*** Opening of Source material ***

PR #2274, opened 2025-05-20
[oneDPL][ranges][hetero] A hot fix for __pattern_adjacent_find; experimental ranges API use/test case

MikeDvorskiy:
A hot fix for the change from https://github.com/uxlfoundation/oneDPL/pull/2240

It fixes the following tests (experimental range API test cases)

- adjacent_find_ranges_sycl
- is_sorted_until_ranges_sycl.pass
- is_sorted_ranges_sycl.pass

### DIFF
--- a/include/oneapi/dpl/pstl/hetero/algorithm_ranges_impl_hetero.h
+++ b/include/oneapi/dpl/pstl/hetero/algorithm_ranges_impl_hetero.h
@@ -543,18 +543,15 @@ __pattern_adjacent_find(__hetero_tag<_BackendTag>, _ExecutionPolicy&& __exec, _R
     using _TagType = ::std::conditional_t<__is__or_semantic(), oneapi::dpl::__par_backend_hetero::__parallel_or_tag,
                                           oneapi::dpl::__par_backend_hetero::__parallel_find_forward_tag<_Range>>;
 
-    //ATTENTION!!! oneDPL supports SYCL buffer via a placeholder accessor; a 'subrange' cannot used here because
+    //ATTENTION!!! oneDPL supports SYCL buffer via a placeholder accessor; a 'subrange' cannot be used here because
     //getting an iterator for the placeholder accessor is incorrect on the host; so, oneDPL uses lazy-access views
     //for range transformations.
+    //For _ONEDPL_CPP20_RANGES_PRESENT, oneDPL may use std::ranges::take_view and std::ranges::drop_view, but there are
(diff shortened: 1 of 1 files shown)


include/oneapi/dpl/pstl/hetero/algorithm_ranges_impl_hetero.h
```diff
@@ -543,16 +543,17 @@ __pattern_adjacent_find(__hetero_tag<_BackendTag>, _ExecutionPolicy&& __exec, _R
...
+    //getting an iterator for the placeholder accessor is incorrect on the host; so, oneDPL uses lazy-access views
+    //for range transformations.
+
 #if _ONEDPL_CPP20_RANGES_PRESENT
-    auto __first = std::ranges::begin(__rng);
     const auto __n = std::ranges::size(__rng);
-    auto __rng1 = std::ranges::subrange(__first, __first + __n - 1);
-    auto __rng2 = std::ranges::subrange(__first + 1, __first + __n);
+    auto __rng1 = std::ranges::take_view(__rng, __n - 1);
+    auto __rng2 = std::ranges::drop_view(__rng, 1);
```
dmitriy-sobolev, line 553: Can we use `take_view_simple` and `drop_view_simple` here to avoid issues with libstdc++10?

MikeDvorskiy: Does libstdc++10 already support C++20?
In that case, it makes sense to try...

dmitriy-sobolev: Yes, it does support the majority of c++20 features. See https://en.cppreference.com/w/cpp/compiler_support/20.

dmitriy-sobolev (approved):
LGTM

danhoeflinger (approved):
LGTM as well. 
It seem though that this issue with exceptions is a larger one, if it forces us not to use significant portions of the standard library. I'm not sure if there is any way around it in practice but we would definitely prefer to be able to use available c++20 functionality.

MikeDvorskiy:
> to be able to use available c++20 functionality.

Sure, we definitely prefer to use the standard views.
But, with a device policy we have to specify restrictions (came from SYCL restrictions)....
 Talking about standard take and drop views, only libcstd++ 10 has such implementation, the newer libcstd++ versions has more robust implementation of those views.

Issue #2210, opened 2025-04-28
Move scan-by-segment implementations into the `pstl/hetero/dpcpp` directory


mmichel11:
We currently have SYCL code in the `oneapi::dpl::__par_backend_hetero` namespace placed in the `internal` directory: https://github.com/uxlfoundation/oneDPL/blob/main/include/oneapi/dpl/internal/scan_by_segment_impl.h. From an architectural point-of-view, this is incorrect as SYCL backend specific code should be located in `pstl/hetero/dpcpp`.

mmichel11:
When we make this movement, we should also perform the following change: https://github.com/uxlfoundation/oneDPL/pull/2198/files#r2066454511

PR #2275, opened 2025-05-21
[Draft] Relocate SYCL scan-by-segment to `pstl/hetero/dpcpp`

mmichel11:
This addresses https://github.com/uxlfoundation/oneDPL/issues/2210.

The current SYCL implementation of the scan-by-segment algorithms is in the `internal` directory in the `oneapi::dpl::__par_backend_hetero` namespace. This does not align with our general architecture, so the implementation has been moved to `pstl/hetero/dpcpp/parallel_backend_sycl_scan_by_segment.h`. Furthermore, `__pattern_scan_by_segment` has been relocated to `pstl/hetero/algorithm_impl_hetero.h`.

Additionally, the following small tweaks are made:

- `::std` -> `std`
- A correction of an access mode in `__pattern_scan_by_segment`
- An added static assert

### DIFF
--- a/include/oneapi/dpl/pstl/hetero/dpcpp/parallel_backend_sycl_scan_by_segment.h
+++ b/include/oneapi/dpl/pstl/hetero/dpcpp/parallel_backend_sycl_scan_by_segment.h
@@ -1,3 +1,5 @@
+// -*- C++ -*-
+//===-- parallel_backend_sycl_scan_by_segment.h ---------------------------===//
 /* Copyright (c) 2023 Intel Corporation
  *
  * SPDX-License-Identifier: Apache-2.0 WITH LLVM-exception
@@ -27,10 +29,8 @@
  * SOFTWARE, EVEN IF ADVISED OF THE POSSIBILITY OF SUCH DAMAGE.
  */
 
-#ifndef _ONEDPL_SCAN_BY_SEGMENT_IMPL_H
-#define _ONEDPL_SCAN_BY_SEGMENT_IMPL_H
-
-#if _ONEDPL_BACKEND_SYCL
+#ifndef _ONEDPL_PARALLEL_BACKEND_SYCL_SCAN_BY_SEGMENT_H
+#define _ONEDPL_PARALLEL_BACKEND_SYCL_SCAN_BY_SEGMENT_H
 
 #include <type_traits>
 #include <cstddef>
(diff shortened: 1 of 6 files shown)


include/oneapi/dpl/pstl/hetero/dpcpp/parallel_backend_sycl_scan_by_segment.h
```diff
@@ -1,3 +1,5 @@
+// -*- C++ -*-
+//===-- parallel_backend_sycl_scan_by_segment.h ---------------------------===//
```
MikeDvorskiy: Last couple of years I am sharing a rule "no filename duplication in a file header".
Because, 
1) This information is redundant. A developer can see a filename in any case (in a tab or in a file tree).
2) Writing a filename might lead to "desynchronization" in case of file renaming - a developer rather forget to update a filename in this header... Even if he doesn't forget - it is double effort in any case.
3) A did not get any objects yet regarding that rule.

SergeyKopienko: My opinion - it just doesn't make sense to discuss about the things like this.
At this moment we have ~54 entries in our includes like that.
If author prefer to write it - let's go, no problems.

SergeyKopienko (approved):
LGTM

danhoeflinger (approved):
Yeah, LGTM as well.

include/oneapi/dpl/pstl/hetero/dpcpp/parallel_backend_sycl_scan_by_segment.h
mmichel11: I do not have an issue if we want this to be the convention going forward, so I made this change. I also made some other small tweaks to the header comment to be consistent with other files.

SergeyKopienko (dismissed):
LGTM

SergeyKopienko (dismissed):
LGTM

MikeDvorskiy (dismissed):
LGTM

mmichel11:
I noticed some header includes in the moved scan-by-segment file are now unnecessary and a few others should be present. I updated these.

SergeyKopienko (approved):
LGTM

SergeyKopienko:
@mmichel11 thank you for this PR!

PR #2277, opened 2025-05-22
[oneDPL][ranges][hetero] usage of functors instead of lambdas

MikeDvorskiy:
[oneDPL][ranges][hetero] usage of functors instead of lambdas

### DIFF
--- a/include/oneapi/dpl/pstl/utils.h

*** Close of Source material ***

Which lines contain "host"? Copy each of them from the listing.

     //getting an iterator for the placeholder accessor is incorrect on the host; so, oneDPL uses lazy-access views
+    //getting an iterator for the placeholder accessor is incorrect on the host; so, oneDPL uses lazy-access views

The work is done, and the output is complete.